Вот тут-то и случилось то, чего она никак не ожидала: едва ли не с порога она почувствовала в Конраде Шультце ту внутреннюю силу, которую встречала до того лишь в Чарновском. Боясь поддаться невольному чувству, она была неизменно холодна со своим управляющим, ограничивая общение с ним лишь рамками вежливости да временами требованиями доставить ей ту или иную сумму.
Вчера, когда этот немногословный скупой на жесты человек, рискуя жизнью, схватился с тремя нотерами, ворвавшимися в ее дом, она впервые взглянула на него как на героя. А потому сейчас, глядя, как переполошенные офицеры бегут в сторону кабинета ее управляющего, Лаис в волнении сцепила пальцы, изо всех сил желая преследователям не догнать ускользающую добычу.
Поручик Вышеславцев лежал на полу, уныло прикрыв глаза. В голове шумело, точно кто-то скатывал с холма бочку гороха. Тот самый жандарм, недавно приведенный под руку ротмистром Чарновским, сидел на корточках перед командиром, обмахивая его папахой. Едва различив появившихся в комнате офицеров, Вышеславцев предпринял слабую попытку приподняться. Но тщетно. Спустя минуту усилиями жандарма и атаманца он был посажен на стул с резной спинкой, а еще спустя пару минут смог внятно разговаривать.
— Что здесь произошло, господин поручик? — усаживаясь напротив, резко поинтересовался Платон Аристархович.
— Я вел допрос, — с трудом выговорил жандарм.
— Отчего ж сразу допрос? — хмыкнул Лунев. — Господин Шультце, кажется, у нас не в преступниках ходил. Совсем даже наоборот. И вдруг — нате.

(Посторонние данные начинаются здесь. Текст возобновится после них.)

PR #3759, opened 2021-12-07
raidemulator: Endwalker fixes

valarnin:
WIP PR for EW fixes.

Current fixes:
- Fix wrong ID reference in LineEvent0x17.ts
- Fix missing job icons for SGE/RPR

Known issues pending fix:
- Missing Reaper/Sage abilities for job detection


valarnin:
I'm not sure if there's a dump of RPR/SGE ability IDs and effect IDs available currently to reference for the `CombatantJobSearch.ts` file?

quisquous:
> I'm not sure if there's a dump of RPR/SGE ability IDs and effect IDs available currently to reference for the `CombatantJobSearch.ts` file?

Offhand, I don't know of any other than looking through action/status tables.

Can we get the jobs from the added combatant line instead?

valarnin:
Jobs are assigned based on this code in `CombatantTracker.ts`:

```ts
    if (isLineEventJobLevel(line)) {
      combatant.job = this.combatants[line.id]?.job ?? line.job;
      combatant.level = this.combatants[line.id]?.level ?? line.level;
    }

    if (isLineEventAbility(line)) {
      if (!combatant.job && !line.id.startsWith('4') && line.abilityId !== undefined)
        combatant.job = CombatantJobSearch.getJob(line.abilityId);
    }
```

This covers all cases where we have an entire pull, but will not cover e.g.
1. Zone in
2. Start ACT
3. Pull

Unless that's changed at some point since emulator was first written and on ACT start it always prints all combatants.

quisquous:
> This covers all cases where we have an entire pull, but will not cover e.g.
> 
> 1. Zone in
> 2. Start ACT
> 3. Pull
> 
> Unless that's changed at some point since emulator was first written and on ACT start it always prints all combatants.

No, that has not changed.  However, I could argue that it's an edge case that we don't have to support, either?

valarnin:
I'd argue that we don't need to support it, but it should probably be handled more gracefully than what happens now, e.g. player detection and job detection is visibly broken but otherwise it continues to run?

quisquous:
> I'd argue that we don't need to support it, but it should probably be handled more gracefully than what happens now, e.g. player detection and job detection is visibly broken but otherwise it continues to run?

Maybe those encounters are just dropped when importing? (With a console warning for debugging?)

PR #3760, opened 2021-12-07
resources: run gen tools for EW

Akurosia:


quisquous:
Can you revert the change to zone_info.ts?

PR #3764, opened 2021-12-08
Eureka: Add a BA Portal Timer to Hydatos

KattTails:
This adds a new timer to the Hydatos map for tracking the blue/red BA portals in the same style as the weather info 

Preview image:
image
image

I've also implemented a new check for nm.startTimerOnKill, which allows NMs/CEs such as Ovni, Castrum and the Dalriada to be tracked more accurately as a result.

If you want to test it quickly you can use this url: `https://katttails.github.io/cactbot/ui/eureka/eureka.html`
however do note that I've been doing some other work on top of this PR so there are some other unrelated code changes as well, but they shouldn't affect anything (I hope).

### DIFF
--- a/ui/eureka/eureka.css
+++ b/ui/eureka/eureka.css
@@ -76,6 +76,7 @@
 }
 
 #label-time > div,
+#label-portal-timer > div,
 #label-weather-container > div > div {
   display: inline-block;
 }
@@ -251,6 +252,15 @@
   border-bottom: 2px dashed rgba(255, 255, 255, 0.3);
 }
 
+#portal-timer-container {
+  position: absolute;
+  right: 0;
+  font-size: 16px;
+  font-weight: normal;
+  padding: 5px;
+  border: 2px dashed rgba(255, 255, 255, 0.3);
+}
+
 .aspect-ratio-anemos #label-container {
   top: 0%;
 }
@@ -264,6 +274,10 @@
 }
 
 .aspect-ratio-hydatos #label-container {
+  top: 90%;
+}
+
+.aspect-ratio-hydatos #portal-timer-container {
   top: 90%;
 }
 
--- a/ui/eureka/eureka.html
+++ b/ui/eureka/eureka.html
@@ -1,4 +1,4 @@
-﻿<html lang="en-US">
+﻿<html>
 <head>
   <meta charset="utf-8" />
   <title>Cactbot Eureka</title>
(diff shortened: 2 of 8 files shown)


KattTails:
cactbot bot doesn't like capitals :(

ui/eureka/eureka_config.ts
```diff
@@ -193,5 +193,13 @@ UserConfig.registerOptions('eureka', {
         options['RefreshRateMs'] = seconds * 1000;
       },
     },
+    {
+      id: 'showBAPortalTimer',
+      name: {
+        en: 'Show Timer for BA red/blue Portals',
```
quisquous, line 199: I think it'd be fine to just always show portal timers.  I don't think this needs an option.

ui/eureka/eureka.css
```diff
@@ -251,6 +252,15 @@
   border-bottom: 2px dashed rgba(255, 255, 255, 0.3);
 }
 
+#portal-timer-container {
```
quisquous, line 255: What do you think about combining these with weather (like on top of the current weather?) just to avoid having too many boxes spread about?

KattTails: I decided on creating a separate box for it because the weather container is already pretty tall compared to the Hydatos map  and I wanted to keep it as compact as possible.
The layout of the weather box is also pretty fixed, there's always the time of day and then 5 weathers visible, whereas the portal timer is only going to be popping up when it's relevant to be shown. I think that having the box resize and an extra element appearing/disappearing would be pretty distracting personally, but I'm open to others' thoughts on this.

ui/eureka/eureka_config.ts
KattTails: Fair enough! I was 50/50 about it in the first place and only added it at the last minute.

ui/eureka/eureka.css
quisquous: Ok, that seems reasonable!

ui/eureka/eureka.html
```diff
@@ -1,4 +1,4 @@
-﻿<html lang="en-US">
+﻿<html>
```
quisquous, line 1:
```suggestion
﻿<html lang="en-US">
```

ui/eureka/eureka_translations.ts
```diff
@@ -11,6 +11,18 @@ export const bunnyLabel: LocaleText = {
   ko: '토끼',
 };
 
+const sec2time = (timeInMs: number) => {
```
quisquous, line 14: is this `ms2time` and not `sec2time`? or, maybe I misunderstand what "sec" means here?

PR #3766, opened 2021-12-08
eureka: Add an option to only import new NMs from tracker

KattTails:
Just skips over entries from the tracker if we already have a pop time in the overlay, because it's probably more accurate.

Needs translations.

### DIFF
--- a/ui/eureka/eureka.ts
+++ b/ui/eureka/eureka.ts
@@ -104,6 +104,7 @@ const defaultEurekaConfigOptions = {
   FlagTimeoutMs: 90,
   CompleteNamesSTQ: false,
   EnrichedSTQ: false,
+  TrackerOnlyImportMissing: false,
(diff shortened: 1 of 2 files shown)


quisquous (commented):
I think I'm a little confused by this.  There's already `respawnTimeMsLocal` vs `respawnTimeMsTracker` variables.  And then on line ~650, local takes precedence over tracker always.  (I think that's how it should be.)

```typescript
      if (nm.respawnTimeMsLocal)
        respawnMs = nm.respawnTimeMsLocal;
      else if (nm.respawnTimeMsTracker)
        respawnMs = nm.respawnTimeMsTracker;
```

KattTails:
Oops. This PR is totally pointless then sorry! I didn't notice that section in the code and just assumed it'd be used everywhere.

PR #3767, opened 2021-12-08
eureka: Bozja map fixes

KattTails:
A friend pointed out to me that the bozja maps didn't lock the aspect ratio, so could be stretched out depending on the overlay window. Fixing that lead me to realise the weather info panel had been hidden all this time.. Oops!

This PR just adds some aspect ratio correction, adjusts the weather info box to fit neatly and adds the missing weathers for Bozja.

### DIFF
--- a/ui/eureka/eureka.css
+++ b/ui/eureka/eureka.css
@@ -288,7 +288,9 @@
 }
 
 .aspect-ratio-zadnor #label-container {
-  top: 90%;
+  top: 20%;
+  left: unset !important;
+  right: 0;
 }
 
 .aspect-ratio-hydatos #portal-timer-container {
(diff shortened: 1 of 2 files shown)


quisquous:
Do you think we should hide the weather in Bozja? I don't think there's anything that's affected by it, right? I had it for Eureka because there were some NMs where it mattered.

Akurosia:
aren't sprite related to weather even in bozja?

KattTails:
> aren't sprite related to weather even in bozja?

Yeah, the sprites are weather based and a great source for some of the fragments via reflect farming.

I think it should be shown, personally.

quisquous:
Ohhhhhh, ok ok! I do all my "farming" from the market board, so I didn't realize that mattered.

PR #3769, opened 2021-12-08
plugin: update RDM/BRD job details

MaikoTan:
learnt the new method from the Dalamud project.

### Note
Didn't test 'cause in hotfixes maintainance, I'll test it tonight.


MaikoTan:
Tested, it works.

— Да я и сам не пойму, — вздохнул Алексей Иванович, потирая скулу, — вроде ж и не было ничего.
— Было, не было — это уж не вам судить. О чем шла речь?
— Ну, вначале говорили о том, как дело обстояло, — опасливо глядя на полковника, сбивчиво проговорил Вышеславцев, — как их заперли, как он через балкон перелез, что видел, что слышал. А потом дай, думаю, его огорошу.
— Огорошил! — усмехнулся сотник. — Он теперь небось весь в горошек ходит.
— Что вы у него спросили? — перебил балагура Лунев.
Поручик замялся.
— Да говорите же, черт вас побери!
— Я пожелал узнать, не любовник ли господин Шультце госпожи Эстер.
— Что?! — раненым медведем взревел ротмистр Чарновский. — Да я ж тебя, морда песья!..
— Михал Георгич! Да вы что? Ну, спросил себе и спросил. У него ответ, видите теперь, на лице написан.